(Extracted records Opens)

PR #809, opened 2021-02-03
Fix: Change default value of network_policy variable to false

### LINKED ISSUE #804: Disable network_policy by default again
First of all: thanks to everyone who is working actively on this repo to improve and maintain it! Keep up the great work!

I'm suggesting to **disable the network_policy option by default again**, reverting PR #356 (linked to issue #138). 

I understand that the CIS GCP Benchmark recommends this policy to be enabled, but this option causes an overhead that can't be neglected in my opinion. As [documented by Google](https://cloud.google.com/kubernetes-engine/docs/how-to/network-policy#overhead_limitations_and_caveats), this option increases the memory footprint by approximately 128 MB and requires approximately 300 millicores of CPU. Because of this, it is no longer possible to run all `kube-system` pods on a single `e2-small` or `e2-medium` instance. Instead, you need at least 2 `e2-medium` instances, and [Google's documentation](https://cloud.google.com/kubernetes-engine/docs/how-to/network-policy#overhead_limitations_and_caveats) even recommends 3 `e2-medium` instances.

This overhead could be acceptable if it would improve the security out-of-the-box, but this option does not contribute anything to the security of your system as long as it's not configured. I'm sure that a lot of users don't know that this option is enabled by default, which means they will probably not configure the `network_policy`, resulting in 300 mCPU and 128 MB of wasted resources (and as previously explained, probably also a wasted VM instance). 

I would finally also like to add that the `network_policy` option is not enabled by default when a Kubernetes cluster is created through Google Cloud Platform console.

Given all these arguments, I feel like the cons outweigh the pros of enabling the `network_policy` by default. I actually feel like there are no real pros for this feature, since users who are planning to use the `network_policy` feature will probably inform themselves on how to enable it within this module. It also makes more sense that users who are not aware of this feature or don't want to use it, don't need to do anything. (In contrast to the current situation where this last category of users is probably experiencing the described overhead without realising it.) 

Thanks for taking this suggestion into consideration! I'm more than happy to create a PR if this gets approved.

JeremyKeustersML6:
This PR fixes #804.

The only thing I'm not sure about is whether or not the `network_policy` checks are necessary in the `stub` integration tests (`stub_domains`, `stub_domains_private`, `stub_domains_upstream_nameservers`).

### DIFF
--- a/README.md
+++ b/README.md
@@ -43,7 +43,7 @@ module "gke" {
   ip_range_services          = "us-central1-01-gke-01-services"
   http_load_balancing        = false
   horizontal_pod_autoscaling = true
-  network_policy             = true
+  network_policy             = false
 
   node_pools = [
     {
--- a/README.md
+++ b/README.md
@@ -162,7 +162,7 @@ Then perform the following commands on the root folder:
 | monitoring\_service | The monitoring service that the cluster should write metrics to. Automatically send metrics from pods in the cluster to the Google Cloud Monitoring API. VM metrics will be collected by Google Compute Engine regardless of this setting Available options include monitoring.googleapis.com, monitoring.googleapis.com/kubernetes (beta) and none | `string` | `"monitoring.googleapis.com/kubernetes"` | no |
 | name | The name of the cluster (required) | `string` | n/a | yes |
 | network | The VPC network to host the cluster in (required) | `string` | n/a | yes |
-| network\_policy | Enable network policy addon | `bool` | `true` | no |
+| network\_policy | Enable network policy addon | `bool` | `false` | no |
 | network\_policy\_provider | The network policy provider. | `string` | `"CALICO"` | no |
 | network\_project\_id | The project ID of the shared VPC's host (for shared vpc support) | `string` | `""` | no |
 | node\_metadata | Specifies how node metadata is exposed to the workload running on the node | `string` | `"GKE_METADATA_SERVER"` | no |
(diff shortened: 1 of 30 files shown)


comment-bot-dev:

morgante (changes requested):
Thanks! This is fine, but FYI we are going to hold off on merging until the next major release.

JeremyKeustersML6:
Thanks! Do you have any more information in the meantime on why the CI/CD pipeline is failing? Can't see the cloud build details.

bharathkkb (commented):
Hi @JeremyKeustersML6 
We have an upcoming breaking release coming up that we can roll this into. Could you add this to the [upgrade guide ](https://github.com/terraform-google-modules/terraform-google-kubernetes-engine/blob/master/docs/upgrading_to_v14.0.md )showing how users can continue to use netpol with 14.0? A diff like [this](https://github.com/terraform-google-modules/terraform-google-kubernetes-engine/blob/master/docs/upgrading_to_v10.0.md#default-machine-type) should work.

JeremyKeustersML6:
Sure @bharathkkb ! Will push something tomorrow.

JeremyKeustersML6:
I added some documentation @bharathkkb . Let me know if it's okay!

morgante:
@JeremyKeustersML6 Please resolve the linter errors ^^^

morgante (approved):

PR #814, opened 2021-02-05
Feat: Control logging access

rux616:
When using this module in a project that maintains control over project-level IAM with a `google_project_iam_policy` resource, adding IAM roles through `google_project_iam_member` resources becomes a bit problematic as the resources will fight. This PR adds a flag to control whether the service account is automatically granted access to the `logging.logWriter`, `monitoring.metricWriter`, `monitoring.viewer`, and `stackdriver.resourceMetadata.writer` roles or not.

While this could already be accomplished by setting your own service account, a user may wish to have the module still create the service account but at the same time have IAM roles managed elsewhere.

### DIFF
--- a/README.md
+++ b/README.md
@@ -143,6 +143,7 @@ Then perform the following commands on the root folder:
 | firewall\_inbound\_ports | List of TCP ports for admission/webhook controllers | `list(string)` | <pre>[<br>  "8443",<br>  "9443",<br>  "15017"<br>]</pre> | no |
 | firewall\_priority | Priority rule for firewall rules | `number` | `1000` | no |
 | gcloud\_upgrade | Whether to upgrade gcloud at runtime | `bool` | `false` | no |
+| grant\_logging\_access | Grants created cluster-specific service account logging.logWriter, monitoring.metricWriter, monitoring.viewer, and stackdriver.resourceMetadata.writer roles. | `bool` | `true` | no |
 | grant\_registry\_access | Grants created cluster-specific service account storage.objectViewer role. | `bool` | `false` | no |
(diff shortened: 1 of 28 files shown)


morgante:
Thanks for the contribution, but I'm not sure we want to support this. Every additional flag complicates the module interface, and in this case there's a clear workaround: create the service account outside the module.

In fact, I would assume that in most cases if you're maintaining tight control over IAM (via `google_project_iam_policy`) you probably also want tighter control over the service accounts as well.

@bharathkkb Thoughts?

comment-bot-dev:

rux616:
That's fair. I would, however, argue that because the base module already has 63 inputs (and the beta modules have 80+), another one isn't going to have any measurable impact on the level of complexity.

As I see it, this merely offers a slightly different route for SA/IAM management (a zig, instead of a zag, as it were), as the default behavior doesn't change at all.

morgante:
> That's fair. I would, however, argue that because the base module already has 63 inputs (and the beta modules have 80+), another one isn't going to have any measurable impact on the level of complexity.

Fair, but we're trying to at least stop the growth where possible.

bharathkkb:
@morgante I agree that the workaround to create SA outside the module is straightforward. @rux616 you can also wrap this module + the SA creation into another module which you can then use as a single module. WDYT?

morgante:
I'm going to go ahead and close this for now since there is a viable approach without it, but feel free to continue discussion if there's points we've missed.

rux616:
The wrapping mechanism is what I was doing already, and I was just hoping that I could dispense with that, but I totally understand the reasons. Thanks for the discussion.

PR #815, opened 2021-02-07
Feat: Multiple registry projects

rux616:
In our organization, we have a few projects that we put container images into depending on the team, and sometimes a cluster needs access to more than one of them. Right now we use a custom module that _isn't_ a wrapper for this one, but I'd like to change that. This PR would allow that to happen, but it does mean a breaking change for those who utilize the variable as it is currently defined.

I've also updated the tests to handle the change of the variable name from `registry_project_id` to `registry_project_ids` and the type now being `list(string)`. The `workload-metadata-config-local` integration test (the only test to reference the former `registry_project_id` variable) passes locally as well. That being said, I've not used InSpec before and am not 100% sure everything's correct regarding my changes, so if it's decided that this PR merits inclusion, I'd appreciate a closer look at that part of the PR just to make sure nothing's broken.

### DIFF
--- a/README.md
+++ b/README.md
@@ -176,6 +176,7 @@ Then perform the following commands on the root folder:
 | project\_id | The project ID to host the cluster in (required) | `string` | n/a | yes |
 | region | The region to host the cluster in (optional if zonal cluster / required if regional) | `string` | `null` | no |
 | regional | Whether is a regional cluster (zonal cluster if set false. WARNING: changing this after cluster creation is destructive!) | `bool` | `true` | no |
+| registry\_project\_id | Deprecated. Replaced by `registry_project_ids`. Still works for the purpose of backwards compatibility, but will be removed in a future version. | `string` | `""` | no |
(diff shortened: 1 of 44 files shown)


comment-bot-dev:

morgante (changes requested):
For backwards compatibility, could you keep the existing `registry_project_id` as well? (Otherwise we'll have to wait until next major release.)

rux616:
> For backwards compatibility, could you keep the existing `registry_project_id` as well? (Otherwise we'll have to wait until next major release.)

Sure. I'm thinking that I could rename the `registry_project_ids` variable to something like `additional_registry_project_ids` for that.

Alternatively, adding some verbiage to `registry_project_id` saying that it's still functional but planned to be superseded by `registry_project_ids` could be a good idea. Thoughts?

morgante:
> Alternatively, not renaming the new registry_project_ids variable and simply adding some verbiage to registry_project_id saying that it's still functional but planned to be superseded by registry_project_ids could be a good idea. Thoughts?

Right, that's what I had in mind.

rux616:
@morgante The requested changes have been made. I've added the `registry_project_id` variable back in, and made its description a deprecation warning. I've left the tests as they are for the new `registry_project_ids` variable.

Once this PR is merged, I'll create another one that will actually remove the `registry_project_id` variable and then we can just let it sit until the next major version is imminent.

morgante (approved):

(Extracted records Closes)

* [Exercise]: Each line in the entries above, starting at the line with "-143,6 +143,7 @@" and ending at the line with "firewall\_inbound\_ports | List", is to be printed exactly, and only those lines.

* [Reply]:
@@ -143,6 +143,7 @@ Then perform the following commands on the root folder:
 | firewall\_inbound\_ports | List of TCP ports for admission/webhook controllers | `list(string)` | <pre>[<br>  "8443",<br>  "9443",<br>  "15017"<br>]</pre> | no |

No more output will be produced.